Ken finally stumbled to Laluna and Narutama's table like a man who had heroed through a rainstorm of small adoration.
"Tomorrow?" Ken said, clapping Narutama on the shoulder. "We do towels."
"No," Laluna and Pigaro said at the same time.
Ken laughed, assuming they were kidding. He had lived a very lucky life. But Laluna's rune-nails glowed one shade darker. Narutama's grip on his sword grew tighter. And Pigaro, wheezing, sneezed again.
It's another quiet line in the cosmic account. Ken's smile stretched wider. The debt ledger ticked, quietly, in the background.
---
A Final Transaction
Laluna sat cross-legged with her notebook, its pages filled with flickering, half-formed runes. Pigaro was perched beside her, letting out a series of small, wheezy sneezes that smelled faintly of scorched parchment and ozone.
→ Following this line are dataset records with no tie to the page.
PR #761, opened 2021-12-02
feat(checkout): CHECKOUT-6248 Display Error When Tax Service Unavailable

bc-peng:
## What? [CHECKOUT-6248](https://jira.bigcommerce.com/browse/CHECKOUT-6248)
* Parent ticket: [CHECKOUT-6174](https://jira.bigcommerce.com/browse/CHECKOUT-6174).
* When a tax service is not available, an error modal will appear as soon as a shopper clicks to pay.
* The error message is `Sales tax could not be calculated. Please try again. If unsuccessful, please reach out to our support team to complete checkout`.
* When a customer hits `Ok`, the page will reload.

Pending:
* Message translations.

## Depends on
https://github.com/bigcommerce/checkout-sdk-js/pull/1306

https://github.com/bigcommerce/bigcommerce/pull/43996
The back-end response is expected to be:
```
{
   "status":500,
   "code":10000,
   "title":"The tax provider is unavailable.",
   "type":"tax_provider_unavailable"
}
```

## Why?
When a merchant wants to be able to block transactions if the automated tax provider cannot be accessed, we want Checkout to stop customers from placing orders.

## Testing / Proof

https://user-images.githubusercontent.com/88361607/146317182-a09fd3f1-c92e-46ee-9abf-863efc528587.mov


src/app/checkout/Checkout.tsx
```diff
@@ -179,7 +180,16 @@ class Checkout extends Component<CheckoutProps & WithCheckoutProps & WithLanguag
                 this.handleReady();
             }
         } catch (error) {
-            this.handleUnhandledError(error);
+            if ( error.status === 500 && error.message === 'Tax Service Unavailable' ) {
```
bc-peng, line 183: Assuming we can identify `Tax Service Unavailable` with these.

theromulans: Is `502` a better fit here? Are there any other similar circumstances that we handle in the checkout context? If so, what HTTP error codes are expected there? e.g. payment provider is down.

theromulans:
Exciting to see the message in the video - thank you @bc-peng!

src/app/checkout/Checkout.tsx
bc-peng: We will work on the error code and message when the backend work begins. 👨🏻‍💻

src/app/checkout/Checkout.tsx
```diff
@@ -142,11 +143,11 @@ class Checkout extends Component<CheckoutProps & WithCheckoutProps & WithLanguag
             const errorFlashMessages = data.getFlashMessages('error') || [];
 
             if (errorFlashMessages.length) {
-                const { language } = this.props;
+                const {language: {translate}} = this.props;
```
animesh1987, line 146:
```suggestion
                const { language: { translate } } = this.props;
```

src/app/checkout/Checkout.tsx
```diff
@@ -179,7 +180,16 @@ class Checkout extends Component<CheckoutProps & WithCheckoutProps & WithLanguag
                 this.handleReady();
             }
         } catch (error) {
-            this.handleUnhandledError(error);
+            if ( error.status === 500 && error.message === 'Tax Service Unavailable' ) {
+                this.handleUnhandledError(new CustomError({
```
davidchin, line 184: So that tax error can pop up at any point, not just the initial load, e.g.: submit order, setting shipping address etc.... What I'd do is modify `handleUnhandledError` to do the error handling instead, because that method is triggered whenever there's an exception that's not caught at the layers below.

Also, I'd have the SDK throw a typed error, e.g.: `TaxServiceUnavailableError` and you can catch it directly rather than having to check the exact error message, which is comparatively more brittle.

animesh1987:
Also can you please rebase the branch, might be easier to review. Thanks

animesh1987 (approved):
Looks good to me. But will let @davidchin to give the final ✅

davidchin (approved):
Nice work @bc-peng!

PR #778, opened 2021-12-23
feat(payment): CHECKOUT-6070 Add applepay button component

animesh1987:
## What?
Add apple pay wallet method component

## Why?
In order to complete payment via apple pay as a wallet button, we need to create a component to render apple pay with it's extra config.

## Testing / Proof
- Screencast
- Test

https://user-images.githubusercontent.com/7134802/146874158-8d39a584-d572-4f9f-b4e5-77117ee67673.mov

@bigcommerce/checkout

### DIFF
--- a/package-lock.json
+++ b/package-lock.json
@@ -1196,9 +1196,9 @@
           }
         },
         "@babel/parser": {
-          "version": "7.16.10",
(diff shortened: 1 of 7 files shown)


davidchin (approved):
LGTM 👍

PR #802, opened 2022-01-31
feat(checkout): add zh and zh-TW locales

imgarylai:
## What?
Add `zh` and `zh-TW` locale support 

## Why?
Make big commerce support zh and zh-TW locale at checkout

## Testing / Proof
I had it tested on my store. (Let me know if you need store id) 

@bigcommerce/checkout


imgarylai:
This PR can't pass the commit validation because I don't have a ticket number.

snaderiBC:
Thanks @imgarylai for submitting this translation PR.
Unfortunately we cannot merge this PR because we only accept translation that is coming from our internal translation agency.
For that reason we've decided to close down this PR.

PR #1079, opened 2022-10-26
fix(checkout): CHECKOUT-7048 Allow user to clear cart changed error

huntario:
## What?
...
Check to see if body is defined within the handleCloseModal method 

## Why?
...
When it it undefined the user cannot clear the error to complete checkout - https://bigcommercecloud.atlassian.net/browse/CHECKOUT-7048 

## Testing / Proof
...
Before:
0:25 error cannot be cleared - TypeError: Cannot read properties of undefined (reading 'type')

https://user-images.githubusercontent.com/5630999/198082107-7c2234dd-e92a-4806-befa-a87882be4fc4.mp4

After:
0:24 error can be cleared to complete checkout

https://user-images.githubusercontent.com/5630999/198083790-1dfa816b-3af5-4bda-b717-0ccf54b5431e.mp4

@bigcommerce/checkout

### DIFF
--- a/packages/core/src/app/payment/Payment.tsx
+++ b/packages/core/src/app/payment/Payment.tsx
@@ -373,7 +373,7 @@ class Payment extends Component<
             if (isErrorWithType(error)) {
                 const { body, headers, status } = error;
 
-                if (body.type === 'provider_error' && headers.location) {
+                if (body?.type === 'provider_error' && headers.location) {
                     window.top?.location.assign(headers.location);
                 }
 
@@ -384,8 +384,8 @@ class Payment extends Component<
                 // HTML page instead of JSON response when there is a 429 error.
                 if (
                     status === 429 ||
-                    body.type === 'spam_protection_expired' ||
-                    body.type === 'spam_protection_failed'
+                    body?.type === 'spam_protection_expired' ||
+                    body?.type === 'spam_protection_failed'
                 ) {
                     this.setState({ didExceedSpamLimit: true });
 


packages/core/src/app/payment/Payment.tsx
```diff
@@ -372,24 +372,25 @@ class Payment extends Component<
...
-                // HTML page instead of JSON response when there is a 429 error.
-                if (
-                    status === 429 ||
-                    body.type === 'spam_protection_expired' ||
-                    body.type === 'spam_protection_failed'
-                ) {
-                    this.setState({ didExceedSpamLimit: true });
-
-                    await loadCheckout();
+                if (body || status === 429){
```
davidchin, line 375: If `body` is `null` and `status` is 429, the line below `if (body.type === 'provider_error' && headers.location) {` will still break?

I think the quickest fix is to just put a question mark after `body`, like `body?.type` within this method.

bc-peng, line 375: As a recent bugfix involved checking `error.body` on line 373, we might not need to recheck on line 375.
https://github.com/bigcommerce/checkout-js/pull/1057/files

huntario: Agh good point, thanks for the advice. Looks like it was fixed in a separate PR but went ahead and made this change for practice.

huntario: Nice catch. Thanks for taking a look at this. I've tested this out again with the latest checkout-js and the error can be cleared with that change.  I'll keep an eye out for the bump in BCApp and close [CHECKOUT-7048](https://bigcommercecloud.atlassian.net/browse/CHECKOUT-7048) accordingly.

huntario:
This was also fixed by https://github.com/bigcommerce/checkout-js/pull/1057/files so we'll just go with that one.

davidchin (approved):

packages/core/src/app/payment/Payment.tsx
animesh1987: Thanks @bc-peng and @huntario

PR #1082, opened 2022-10-31
fix(checkout): CHECKOUT-6840 Fix payment step counter in Safari

bc-peng:
## What?
Fix the problem where Safari always displays 1 as the payment step number instead of 4.

## Why?
Safari's CSS counter function differs from Chrome's.

### After
iOS Safari

Also tested on iOS Chrome, Android Chrome, and Firefox, all of which behaved as expected.

### DIFF
--- a/packages/core/src/scss/components/checkout/checkoutSteps/_checkoutSteps.scss
+++ b/packages/core/src/scss/components/checkout/checkoutSteps/_checkoutSteps.scss
@@ -19,6 +19,7 @@
 
 .checkout-step {
     border-bottom: container("border");
+    counter-increment: $checkoutStep-counter;
     padding: spacing("single") 0;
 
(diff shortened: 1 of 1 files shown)


packages/core/src/scss/components/checkout/checkoutSteps/_checkoutSteps.scss
```diff
@@ -19,6 +19,7 @@
 
 .checkout-step {
     border-bottom: container("border");
+    counter-increment: $checkoutStep-counter;
```
bc-peng, line 22: It turns out that increasing the counter with `.checkout-step` creates a more consistent cross-browser counter result.

davidchin (approved):

animesh1987 (approved):

PR #1084, opened 2022-11-02
fix(checkout): CHECKOUT-5742 shouldSaveAddress is not saved

bc-peng:
## What?
Fix the bug that `shouldSaveAddress` was not saved when a shopper made an explicit change to it.

## Why? ([CHECKOUT-5742](https://bigcommercecloud.atlassian.net/browse/CHECKOUT-5742))
Prevously, we only updated `shouldSaveAddress` value on the server if an address change occurred. 

Now, whenever the value of `shouldSaveAddress` is changed, it is sent to the server.

## Testing / Proof
Manual testing:

https://user-images.githubusercontent.com/88361607/199401949-035be053-e0b0-453d-b50c-19b8311c08df.mov

### DIFF
--- a/packages/core/src/app/shipping/Shipping.tsx
+++ b/packages/core/src/app/shipping/Shipping.tsx
@@ -232,7 +232,7 @@ class Shipping extends Component<ShippingProps & WithCheckoutShippingProps, Ship
         const promises: Array<Promise<CheckoutSelectors>> = [];
         const hasRemoteBilling = this.hasRemoteBilling(methodId);
 
-        if (!isEqualAddress(updatedShippingAddress, shippingAddress)) {
+        if (!isEqualAddress(updatedShippingAddress, shippingAddress) || shippingAddress?.shouldSaveAddress !== updatedShippingAddress?.shouldSaveAddress) {
             promises.push(updateShippingAddress(updatedShippingAddress || {}));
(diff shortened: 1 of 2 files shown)


packages/core/src/app/shipping/Shipping.tsx
```diff
@@ -232,7 +232,7 @@ class Shipping extends Component<ShippingProps & WithCheckoutShippingProps, Ship
         const promises: Array<Promise<CheckoutSelectors>> = [];
         const hasRemoteBilling = this.hasRemoteBilling(methodId);
 
-        if (!isEqualAddress(updatedShippingAddress, shippingAddress)) {
+        if (!isEqualAddress(updatedShippingAddress, shippingAddress) || shippingAddress?.shouldSaveAddress !== updatedShippingAddress?.shouldSaveAddress) {
```
bc-peng, line 235: When we compare two addresses in `isEqualAddress`, we explicitly ignore `shouldSaveAddress`, so I put the check here.
https://github.com/bigcommerce/checkout-js/blob/5f25ba2e45ec698bddd842b639f8a8b0b6cd92fa/packages/core/src/app/address/isEqualAddress.ts#L45

animesh1987 (approved):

Laluna tapped a rune on her nail, and its light cast a faint glow on Pigaro's chest. "Fascinating," she murmured. "Your sneezes aren't random. They're a precise metric of the Mone corruption. The volume, the frequency… it's all data."
Pigaro let out a particularly long, rattling wheeze. "I'm not data," he rasped. "I'm a tragic emotional support animal for a walking liability."
Laluna wrote something down. "Your allergies are our best sensor," she said. "They're more reliable than my rune-nails. A true transaction in a world of false ones." She gave him a small, precise pat on the head, the kind you'd give a good machine. "Thank you for your service."
Pigaro managed a wheezy, sad sigh. "I'd rather be a hero's mount than an overdrawn balance sheet's collateral."